I know this is a non-fiction thread, but I figure some aspects of non-fiction and fiction proposals are the same. Correct me if I'm wrong, but most publishers / Literary agents want the first three chapters or the first 50 pages in your proposal. So far I've included the first three chapters; however, my first three chapters only equal about 20 pages. They just happen to be short chapters. Should I include more chapters until I get to about 50 pages, or should I just send those first three?


----------



## winner (Oct 25, 2007)

*! Do your homework !*

Before contacting anyone *educate* *yourself* on which publishers or agents are interested in your type of book. Get the above named books :book: and *read *through them. Some work with nonfiction, some fiction, some women's issues, some children's books, some travel books, etc. Then when you find those that are interested in your type, *read *on and find out how they want you to contact them. Follow their instructions and do as they say. They may specify even the font you use in contacting them. 

You will, most likely, begin with a query letter. Some may want it electronically, some will definitely not want it electronically. *DO YOUR* *HOMEWORK*. If you don't follow their instructions from the get go, there is a good chance the door will be closed to you =;. 

Don't send any chapters until you are requested to do so [-X. And don't send anything until you copyright it [-X.


----------



## winner (Oct 25, 2007)

*... don't worry...*

Don't worry about how many pages are involved in sending to them, unless they specify the first 50 pages or more. 

The reason for asking for the first 50 pages or 3 chapters is because the reader will either be pulled into the book from the beginning and go on or not. That is why you must pay attention to *lead-in* sentences and paragraphs and the beginning chapters. You will either grab the reader during those pages or not. It will not matter if your last chapter or the middle chapters razzle and dazzle. You must pull the reader into the book as quickly as possible, but do it in an artistic creative way. *Read *other writers books. The way a writer does it is his 'style'. *Learn. Educate yourself.* :read:


----------



## steinbeckwannabe (Oct 26, 2007)

thanks "winner"


----------



## PatriciaL (Oct 27, 2007)

O my gosh, you guys, I'm so glad I happened along. The most frightening and dangerous aspect of publishing is not the book proposal or the question of how many pages to send an agent/publisher, it is lack of knowledge. Once you truly understand the purpose of a book proposal, the parts to a book proposal and what the publisher is interested in above all else, you will begin to relax and find your comfort zone with the proposal.
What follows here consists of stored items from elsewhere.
Issue #147, opened 2016-07-28
Optimisation hacks


markvdw:
To me it seems like the optimisation hacks (i.e. the renaming of optimiser options for BFGS) are doing more harm than good. From what I can see from the scipy documentation ([1], [2], [3]), all the options are the same for all optimisers, it's GPflow that has inconsistent names :)

Is this something that should be fixed?

[1] http://docs.scipy.org/doc/scipy/reference/optimize.minimize-cg.html#optimize-minimize-cg
[2] http://docs.scipy.org/doc/scipy/reference/optimize.minimize-bfgs.html#optimize-minimize-bfgs
[3] http://docs.scipy.org/doc/scipy/reference/optimize.minimize-lbfgsb.html#optimize-minimize-lbfgsb

jameshensman:
Yes! 100% should be fixed. 

I'm not sure why I did that now. I guess I might have been working around an inconsisteny bug in previous versions of scipy?

markvdw:
Possibly? I'll submit a PR.

PR #153, opened 2016-08-04
Fixed optimiser options to be consistent with scipy

markvdw:
Small updates to code, keeping it up-to-date with scipy. Fixes https://github.com/GPflow/GPflow/issues/147.

I know it's slightly annoying to have changes in code interface, but it fixes inconsistencies between optimisers, and I think we should adhere to scipy's conventions.


jameshensman:
Really nice. 

Suggestion: put a VisibleDeprecation warning in to help users switch. So when people pass in the old arguments ('max_iters' and 'display'), they get automatically converted to 'maxiter' 'and 'disp', but with a warning. Then in the next+1 version, we can remove the warning.

Since this changes the api, suggest also a minor version bump in _version.py

markvdw:
Fixed.

markvdw:
@jameshensman, I'm not exactly sure about how the coverage setup works, and before I start a string of commits to figure out the correct command, do you know how to exclude a block of code from the code coverage? I don't want to write a test for the deprecation warning, and the `#pragma nocover` that I saw elsewhere in the code doesn't seem to be doing the trick.

jameshensman:
hi Mark, 

the `#pragma: no cover` *does* work, but not when I typed `#pragma: no-cover`, which is a bug.

in param.py, I correctly typed `#pragma: no cover` at line 762: this doesn't get covered. But at line s 255 and 396, I incorrectly added the hyphen. 

You can find other things that we excuse from coverage in `GPflow/.coveragerc`

PR #154, opened 2016-08-07
add Apache license headers (fix #135)

### LINKED ISSUE #135: Add Apache Licence header to each file
GPflow is released under the Apache licence. The header of each file should reflect this with the standard form.

davharris:
I've added headers to everything in the `GPflow` directory.  The headers now say `Copyright 2016 $AUTHORS`, where `$AUTHORS` is pulled from the git blame file.

For example, `GPflow/vgp.py` credits `James Hensman, Valentine Svensson, alexggmatthews, fujiisoup`. I didn't worry about adding grammatically correct conjunctions and comma placement, or about translating git names to legal names, although that should be straightforward if desired.

Let me know if you'd like any tweaks to the headers or if you'd like them added to other files as well. Hope this is useful.

### DIFF
--- a/GPflow/__init__.py
+++ b/GPflow/__init__.py
@@ -1,3 +1,17 @@
+# Copyright 2016 James Hensman
+# 
+# Licensed under the Apache License, Version 2.0 (the "License");
+# you may not use this file except in compliance with the License.
+# You may obtain a copy of the License at
+# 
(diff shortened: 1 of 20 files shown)


davharris:
Ack.  Pushed the wrong version.  Will push the correct version in a moment...

PR #159, opened 2016-08-10
use batch ops in KLs and conditionals

jameshensman:
This PR attempts to remove python-side loops form GPflow. 

The problem with python-side loops is that they 'unroll' the graph, which makes for potentially very large graphs. tensorflow has recently (0.9) provided some really nice ops for doing things in batches, including

 - tf.batch_matmul
 - tf.batch_matrix_triangular_solve
 - tf.batch_matrix_diag_part

which let us remove looping code from GPflow. 

The main reason for loops is where there are multiple columns of the data matrix Y. Following the GPy convention, these are treated as independent outputs. All of our loops so far have been to accommodate this. Everything still works as before, but the loops are handled by tensorflow's batching ops.

### DIFF
--- a/.gitignore
+++ b/.gitignore
@@ -55,3 +55,12 @@ docs/_build/
 
 # PyBuilder
 target/
+
+# Emacs backups
+*~
+
+# Pycharm IDE directory
+.idea
+
+# IPython Notebooks
+*/.ipynb_checkpoints
--- a/GPflow/__init__.py
+++ b/GPflow/__init__.py
@@ -1,3 +1,18 @@
+# Copyright 2016 alexggmatthews, James Hensman
+# 
+# Licensed under the Apache License, Version 2.0 (the "License");
+# you may not use this file except in compliance with the License.
+# You may obtain a copy of the License at
+# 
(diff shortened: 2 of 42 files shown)


markvdw:
Great, I've been wondering about this for a while!

One question, is it better to do `tf.matmul(A, A, transpose_a=True)` rather than just transposing `A`?

jameshensman:
I guess it is, because tf will be able to reason with the arguments a bit better. So if the matmul op sees that it has the same input twice, and 'transpose_a' is set, it can use a more efficient algorithm underneath. If you pass in (A, tranpose(A)), it has to work harder to infer how to simplify the graph.

jameshensman:
PS. it's very annoying that in matmul the transpose bools are called `transpose_a|b` and in batch_matmul they are called `adj_x|y`. This is almost as bad as `columns|numcolumns|num.columns` in R, which is my pet R peeve.

jameshensman:
Okay, this is ready to roll @markvdw , if you want to have a read though?

Note that coverage is decreasing because I'm removing (simplifying) lines of code, rather than adding new, untested code.

PR #929, opened 2019-02-04
Nicolas/notebook classification

NicolasDurrande:
Nothing super fancy here: just a new notebook on classif + minor edits to the regression one so that they have a similar structure


doc/source/notebooks/manual/basics/classification.ipynb
```diff
@@ -4,11 +4,299 @@
...
+   "execution_count": null,
+   "metadata": {},
+   "outputs": [],
+   "source": [
+    "m = gpflow.models.VGP(X, Y,\n",
+    "                      likelihood=gpflow.likelihoods.Bernoulli(),\n",
+    "                      kern=gpflow.kernels.Matern52(1))\n",
+    "\n",
+    "o = gpflow.train.ScipyOptimizer()\n",
+    "o.minimize(m);"
```
vdutor: can you add a `maxiter` arg to the optimiser please
```
from gpflow.test_util import notebook_niter
o.minimize(m, maxiter=notebook_niter(10e3))
```

doc/source/notebooks/manual/basics/classification.ipynb
```diff
@@ -4,11 +4,299 @@
...
+   ]
+  },
+  {
+   "cell_type": "code",
+   "execution_count": null,
+   "metadata": {},
+   "outputs": [],
+   "source": [
+    "import numpy as np\n",
+    "import tensorflow as tf\n",
```
vdutor: you are not using `tf`, can be removed :)

doc/source/notebooks/manual/basics/classification.ipynb
NicolasDurrande: I'd like the code to be as neat as possible so I would be in favour of keeping it the way it is. If it happens to be too slow on the servers, I am happy to reduce the number of observation points, and to stop this optim before convergence.

doc/source/notebooks/manual/basics/classification.ipynb
NicolasDurrande: done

Because the book proposal is so intimidating to so many people, I actually produced a workbook for authors of fiction and nonfiction books (books at any stage of completion). "The Author's Workbook" accompanies my hallmark book, "The Right Way to Write, Publish and Sell Your Book." I also have a course-on-demand on writing a book proposal, if you want to check it out. 

While you are tackling the various parts to the book proposal one at a time, I strongly suggest that you have your book edited. All writers need an editor. There are two major reasons why publishers reject manucripts. One is that the book needs editing. The other is that the author lacks a platform and marketing plan and has little concept of promotion.

I have three favorite books on writing the book proposal, two are my own "How to Write a Successful Book Proposal in 8 Days or Less," and "The Right Way to Write, Publish and Sell Your Book." And the other one is by Herman and Adams--"Write the Perfect Book Proposal." 

Guys, keep in mind that publishing is not an extension of your writing. Publishing is a business and, because of the huge responsibility we take on when we get a book published (whether through a traditional royalty publisher, a fee-based POD "self-publishing" company or actual self-publishing--establishing your own company), the success of our project is almost entirely up to us (the author).

I travel around and conduct workshops on writing/publishing and one thing I tell hopeful authors is that there are only two simple steps to publishing success. (Not easy, but simple.)

They are 1.) study the publishing industry so that you know your options, the consequences of your decisions/choices and your responsibility as an author. 2.) Write a complete book proposal. You will learn volumns through your book proposal. A well-researched, well-organized book proposal could actually change the direction or focus of your book and launch it toward greater success.

Good luck with your project,
Patricia Fry


----------